Specific I2V examples¶
T2V container¶
T2V is designed to convert tokenization sequence (tokens) to vectors.
Advantages: separated from tokenization, users are free to configure tokenization and vectorization parameters.
I2V also provides two ways of vectorization:
Use a pretrained model from local
Use an open-source pretrained model
Items to input¶
T2V accepts only tokenization sequence (tokens) as input, please use Tokenizer to obtain tokens before this.
from EduNLP.Tokenizer import PureTextTokenize
raw_items = [
r"题目一:如图几何图形.此图由三个半圆构成,三个半圆的直径分别为直角三角形$ABC$的斜边$BC$, 直角边$AB$, $AC$.$\bigtriangleup ABC$的三边所围成的区域记为$I$,黑色部分记为$II$, 其余部分记为$III$.在整个图形中随机取一点,此点取自$I,II,III$的概率分别记为$p_1,p_2,p_3$,则$\SIFChoice$$\FigureID{1}$",
r"题目二: 如图来自古希腊数学家希波克拉底所研究的几何图形.此图由三个半圆构成,三个半圆的直径分别为直角三角形$ABC$的斜边$BC$, 直角边$AB$, $AC$.$\bigtriangleup ABC$的三边所围成的区域记为$I$,黑色部分记为$II$, 其余部分记为$III$.在整个图形中随机取一点,此点取自$I,II,III$的概率分别记为$p_1,p_2,p_3$,则$\SIFChoice$$\FigureID{1}$"
]
tokenizer = PureTextTokenizer()
token_items = [t for t in tokenizer(raw_items)]

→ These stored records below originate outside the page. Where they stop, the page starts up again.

PR #196, opened 2024-05-07
Bump python and pandas version

MaxSchambach:
# Description

Currently, pandas is fixed as `pandas = "<=1.5.3"` which prevents using squirrel with other more up-to-date libraries. The reason for this pin, according to the current specification, is "pin for dask compatibility (afterwards core.strings.Stringmethods is not available anymore)", see [here](https://github.com/merantix-momentum/squirrel-core/blob/v0.19.8/pyproject.toml#L32).

This has been resolved in newer Dask versions, see [here](https://github.com/dask/dask/issues/10164) and [here](https://github.com/eurec4a/how_to_eurec4a/issues/92).

Hence, pandas and dask versions are bumped. Python version is bumped to 3.9 min, due to pandas requirement.


LevUdaltsov (approved):
LGTM!

PR #185, opened 2024-03-07
directorydriver

AlirezaSohofi:
# Description

Please include a summary of the change and which issue is fixed. Please also include relevant motivation and context. 
List any dependencies that are required for this change.

Fixes # issue

## Type of change

- [ ] Bug fix (non-breaking change which fixes an issue)
- [ ] New feature (non-breaking change which adds functionality)
- [ ] Breaking change (fix or feature that would cause existing functionality to not work as expected)
- [ ] Documentation update
- [ ] Refactoring including code style reformatting 
- [ ] Other (please describe):

# Checklist:

- [ ] I have read the [contributing guideline doc](https://squirrel-core.readthedocs.io/en/latest/developer/code_of_conduct.html) (external contributors only)
- [ ] Lint and unit tests pass locally with my changes
- [ ] I have kept the PR small so that it can be easily reviewed  
- [ ] I have made corresponding changes to the documentation
- [ ] I have added tests that prove my fix is effective or that my feature works
- [ ] All dependency changes have been reflected in the pip requirement files.

PR #199, opened 2024-05-16
Feat/ray dataset from get iter

MsMatias:
# Description

This pull request introduces a new capability to the get_iter method by implementing support for the Ray framework. With this implementation, the method now provides flexibility in choosing between two different engines: Ray and iterstream. Users can specify the engine parameter as either 'ray' or 'iterstream' to select the desired processing framework. When 'ray' is chosen, the method returns a ray.data.Dataset, enabling parallelized processing of data items. This enhancement enhances the scalability and performance of data processing tasks, particularly when dealing with large datasets. Additionally, the implementation ensures backward compatibility by retaining support for the iterstream engine.

Changes made by @ThomasWollmann 

Fixes # issue

## Type of change

- [ ] Documentation update

# Checklist:

### DIFF
--- a/squirrel/driver/driver.py
+++ b/squirrel/driver/driver.py
@@ -2,14 +2,13 @@
 
 from __future__ import annotations
 
+import ray
+from ray.data import Dataset
 import functools
 from abc import ABC, abstractmethod
-from functools import partial
-from inspect import isclass
 from typing import Any, Callable, Iterable
 
 from squirrel.catalog import Catalog
-from squirrel.iterstream import Composable, IterableSource
 
 
 __all__ = ["Driver", "IterDriver", "MapDriver"]
@@ -32,8 +31,8 @@ class IterDriver(Driver):
     """
 
     @abstractmethod
-    def get_iter(self, **kwargs) -> Composable:
-        """Returns an iterable of items in the form of a :py:class:`Composable`, which allows various stream
+    def get_iter(self, **kwargs) -> Dataset:
+        """Returns an iterable of items in the form of a :py:class:`Dataset`, which allows various stream
         manipulation functionalities.
 
         The order of the items in the iterable may or may not be randomized, depending on the implementation and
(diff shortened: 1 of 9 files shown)


MaxSchambach (commented):
Thank you for the contribution! I am not too deep into the low-level workings of squirrel, so take this with a grain of salt:

To me, this seems to be a pretty drastic change to the API (even though it is backward-compatible) and I don't fully understand the necessity quite yet. 
The downsides of this approach are:

 - the API becomes inconsistent in my opinion, as `get_iter` now has two distinct return types. This makes the subsequent use of the iterable dependent on the engine used, e.g. batching, splitting, (async) maps, etc. This is a drastic change that is likely not expected by a user for which changing the engine is rather subtle.
 -  `ray` effectively becomes a non-optional dependency, which is bloating `squirrel` for users not requiring `ray`. This is undesireable in my opinion.

Why is the ray integration not achieved via custom drivers implementing a custom `get_iter` method instead? This is similar to the Huggingface or Torchvision drivers in [squirrel-datasets-core](https://github.com/merantix-momentum/squirrel-datasets-core/tree/main/src/squirrel_datasets_core/driver)? I understand, that the application here is slightly different, but I feel like having a driver around ray Datasets instead of changing the `get_iter` engine could resolve the above shortcomings. Also, it would be nice to still maintain the Compasable return type as to not having to change the subsequent processing pipelines.

squirrel/driver/driver.py
```diff
@@ -45,7 +47,7 @@ class MapDriver(IterDriver):
     """A Driver that allows retrieval of items using keys, in addition to allowing iteration over the items."""
 
     @abstractmethod
-    def get(self, key: Any, **kwargs) -> Any:
+    def get(self, key: Any, **kwargs) -> BaseModel:
```
MaxSchambach, line 50: I don't understand the need of pydantic here.

MsMatias: We can ensure that the returned objects are inherited from the basemodel type. Just to make it more restrictive. But We can stripped it away.

MaxSchambach: I still don't understand 🙃
The return values of the `get` method of inherited classes will not be `BaseModel` (nor classes inherited from `BaseModel`), but, mostly, some sort of iterator, see e.g. the `StoreDriver` or `ZarrDriver` implementations [here](https://github.com/merantix-momentum/squirrel-core/blob/main/squirrel/driver/store.py#L62) and [here](https://github.com/merantix-momentum/squirrel-core/blob/main/squirrel/driver/zarr.py#L76). Hence, I believe the `Any` type annotation is less confusing. And, as far as I know, `pydantic` is not yet a dependency of squirrel.

AlirezaSohofi (commented):
Thank you so much for the nice implementation. 

There is another attempt at adding `ray` support for squirrel #181 . The main difference is here you extended `get_iter()`, but in the other pr I decided for [get_iter_ray](https://github.com/merantix-momentum/squirrel-core/pull/181/files#diff-c819b755771d93e27d1053cab4ed5996e1c977fe2ccc8b8616f331e2f70a1cc8R101). The motivations are:

- iterstream and ray provide similar functionalities such as `shuffle` and `prefetch`, but they have different semantics. I could not fit the arguments of `iter_stream` into ray and thought it might be confusing or even harmful.
- Similarly ray has some functionalities and arguments that iterstream does not support. For instance one can a[pply a function on a batch of data](https://github.com/merantix-momentum/squirrel-core/pull/181/files#diff-c819b755771d93e27d1053cab4ed5996e1c977fe2ccc8b8616f331e2f70a1cc8R137) which can boost performance considerable.
- Apart from clarity and performance, there is another potentially critical point about memory utilization. Squirrel encourages big shards, several hundred MG is fairly common. It's no problem for iterstream because it does not load this into memory, but streams from the file directly. See [here](https://github.com/merantix-momentum/squirrel-core/blob/main/squirrel/store/squirrel_store.py#L41) for example. With ray it's not really possible to do that. You have to load the entire shard into memory all at once, as you did [here](https://github.com/merantix-momentum/squirrel-core/pull/199/files#diff-3ebed2c94924925c2a35d747ba4810e7054e19c4af9398fa790bf09e526334d3R171) too. This is designed so because it avoid GPU cold start, significantly improves IO when reading from s3/gcs, and provides better compression that lowers storage. It would be awesome if you have any idea how to reconcile these two modes.

I think there are two main question we need to answer:
- what it the data source? if it's many small files your implementation makes total sense, if small number of big shards, maybe not. 
- how the stream is going to be consumed? If it's meant to be used with pytorch, I don't expect the current implementation to provide big speedup, as there is an overhead of serialization/deserialization, possible global data movement, and more network communication (assuming distributed ray). If it's going to be used with ray train, which is imo super interesting to explore, then current squirrel abstractions do not contribute much, it's probably better to use pure ray than wrapping it in a very thin layer that doesn't do much. 

This [pr](https://github.com/merantix-momentum/squirrel-core/pull/185/files) might also be interesting.

AlirezaSohofi:
@MaxSchambach 
> Why is the ray integration not achieved via custom drivers implementing a custom `get_iter` method instead?

I think ray is equivalent to `iterstream`, so if we want to support it, it has to be part of squirrel itself. It can still be an optional dependency.

> the API becomes inconsistent in my opinion, as get_iter now has two distinct return types. 

Totally agree with this point.

MaxSchambach:
@AlirezaSohofi 
> I think ray is equivalent to `iterstream`, so if we want to support it, it has to be part of squirrel itself. It can still be an optional dependency.

Makes sense! In that case, I would second your approach and introduce a `get_ray_iter` or `get_ray_dataset` method instead.

adrianloy:
I think it was up for discussion to drop the iterstream functionality completely. Maybe it makes sense to be aligned on that before discussing implementation details here.

squirrel/driver/driver.py
```diff
@@ -120,44 +123,87 @@ def get_iter(
...
+
+
+        if engine == 'ray':
+            # read keys in a generator to avoid memory overflow
+            def _key_read_f(x):
+                for y in self.store.keys():
+                    yield {'item': y}
+            it = ray_range(1).flat_map(_key_read_f)
+            num_keys = it.count()
+            it = it.random_shuffle()
```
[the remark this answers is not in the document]
mg515: Using `.random_shuffle()` is also the least efficient way to shuffle, see why in [ray docs](https://docs.ray.io/en/latest/data/shuffling-data.html#shuffle-all-rows).

Shuffling should work either by shuffling the keys (random order of reading the shards / rows), and/or shuffling the items within shards. This can be achieved by specifying `local_shuffle_buffer_size` argument at `iter_batches()` within ray and similarly for squirrel as `iter_kwargs`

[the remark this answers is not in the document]
MsMatias: Thank you all! 

@AlirezaSohofi I'll add the parameters due to it would help the developer to have a way to control the shuffling. Good idea!

@mg515 I see... fair point! Something I'd like to add and based on what @AlirezaSohofi mentioned, we can add an argument to let the user select what kind of shuffling they want, whether the turn on the shuffling or not then they will need to call it later by `iter_batches()`. My argument why we shouldn't remove it, it's because the global shuffling is way too different from the local shuffling, and I'm not sure if the `iter_batches()` can do global shuffling.

PR #359, opened 2022-05-12
.github: Refactor the sanity workflow

timflannagan:
Update the lint GHA workflow job to use the lint Makefile target to ensure that both local/CI environments use the same entrypoint and version of golangci-lint. Add a step that caches the build and module paths to cut down on the overall runtime when running the lint job.

Separate the step responsible for linting the markdown files in the repository from lint job, into it's own job so that it can run in parallel with the other jobs defined in the sanity workflow.

### DIFF
--- a/.github/workflows/sanity.yaml
+++ b/.github/workflows/sanity.yaml
@@ -35,6 +35,11 @@ jobs:
 
       - name: Run golangci linting checks
         run: make lint
+  markdown:
+    runs-on: ubuntu-latest
+    steps:
+      - name: Checkout repository
+        uses: actions/checkout@v2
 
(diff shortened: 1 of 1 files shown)


timflannagan:
Okay that's definitely a fairly significant performance regression. Looks like some light caching is needed.

/hold

timflannagan:
Looking at https://github.com/golangci/golangci-lint-action#how-to-use, we should be fine to simply cache the build and module paths without sacrificing CI runtimes.

timflannagan:
Looks like caching those build/module paths worked.

/hold cancel

exdx (approved):
LGTM

PR #360, opened 2022-05-12
.github: Update the TODO workflow event triggers

timflannagan:
Restrict the TODO workflow to only run on pull requests and during push events to the main branch.


.github/workflows/todo.yaml
```diff
@@ -1,6 +1,9 @@
 name: todo
 on:
-- push
+  pull_request:
```
joelanford, line 3: Would this cause TODO issues to be created on every PR push that includes a new/different TODO comment?

timflannagan: Hmm maybe the pull_request trigger is the wrong one here. I just wanted to limit this action running on tag events in my fork given our dev model is merging PRs to the main branch right now. I'll update any remove the pull_request field here.

exdx (approved):

PR #357, opened 2022-05-11
Add uninstall target

exdx:
Adds an uninstall target to conveniently remove rukpak from the cluster
entirely. Relies on the kustomize output to build a list of objects to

Use an open-source pretrained model¶
Note
The open-source models are same as I2V
Example: load a pretrained model to W2V:
from EduNLP.Vector import get_pretrained_t2v
model_dir = "path/to/save/model"
t2v = get_pretrained_t2v("test_w2v", model_dir=model_dir)
item_vector = t2v.infer_vector(token_items)
# [array(), ..., array()]
token_vector = t2v.infer_tokens(token_items)
# [[array(), ..., array()], [...], [...]]
Use a pretrained model from local¶
All T2V containers provided:
Name |
T2V container |
|---|---|
w2v |
W2V |
d2v |
D2V |
elmo |
ElmoModel |
bert |
BertModel |
dienq |
DisenQMode |
quesnet |
QuesNetModel |
Example: load a local models to W2V container:
from EduNLP.Vector import T2V, W2V
path = "path_to_model"
t2v = T2V('w2v', filepath=path)
# 或
# t2v = W2V(path)
tem_vector = t2v.infer_vector(token_items)
# [array(), ..., array()]
token_vector = t2v.infer_tokens(token_items)
# [[array(), ..., array()], [...], [...]]
Note
I2V container of different models can be slightly different in use, please refer to the specific API guide.